What's a "role" when logging in using the CLI?


The Vault documentation about integrating OIDC mentions that a user can login on the CLI thus:

vault login -method=oidc role=test

The documentation does not say what the “role” is. Is it an alias? Or something else?

Thanks for your help!

In general, a “role” in Vault is a configuration profile within a secrets engine or auth method - the terminology comes up in many places.

In this case, it’s a “role” in the OIDC auth method, i.e. a configuration profile that has been defined using the JWT/OIDC - Auth Methods - HTTP API | Vault by HashiCorp API.

All right, thanks @maxb . It would be really helpful if the first doc could link to the second doc.

Hi @maxb ,

The documentation you pointed to is incomprehensible to a newbie like myself:

Registers a role in the method. Role types have specific entities that can perform login operations against this endpoint. Constraints specific to the role type must be set on the role. These are applied to the authenticated entities attempting to login. At least one of the bound values must be set.

Here are some initial questions I would have:

  • What is a “role type”? I searched the whole Vault documentation for “role type”, and nothing came out…
  • Are the “specific entities” the same as what’s described here?
  • Does “endpoint” mean the Vault server itself? Or a path, possibly within a given namespace?
  • What are the “constraints specific to the role type”? I guess it’s not the policy, since the policy applies to a “role”, not a “role type”?..
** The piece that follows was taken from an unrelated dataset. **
PR #50, opened 2019-02-01
Reorganize HITs folder

mortberg:
I did a similar reorganization to the HITs folder as in the Data folder. However the distinction between definitions and properties is a lot more blurry when working with HITs, so at the moment none of the HIT files have been splits into Base/Properties. For example, the fact that the map from "Susp S1" to "S2" is an equivalence is a property, but we need that proof in order to construct the equality between the types using univalence (and because of this the equality itself will be computational). Similar things happen when doing more HoTT inspired proofs about basic datatypes.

Alternatively, is there a page dedicated to explaining in depth roles related to auth methods?

Thanks a lot!

That’s fair, sadly a lot of the details of Vault rely on pulling together information from multiple sources to truly build an understanding.

“role type” is simply the value of the role_type parameter on that page - the OIDC/JWT auth method is (rather confusingly) a single auth method with two different names (oidc and jwt). But it doesn’t matter which name you use, as actually there is the role_type parameter on each role, which also takes values oidc and jwt.

Its function is to specify whether the role is intended to be used with an interactive web browser flow (oidc) or code that directly presents an OIDC-style JWT to the Vault API (jwt).

“specific entities” …

Role types have specific entities that can perform login operations against this endpoint.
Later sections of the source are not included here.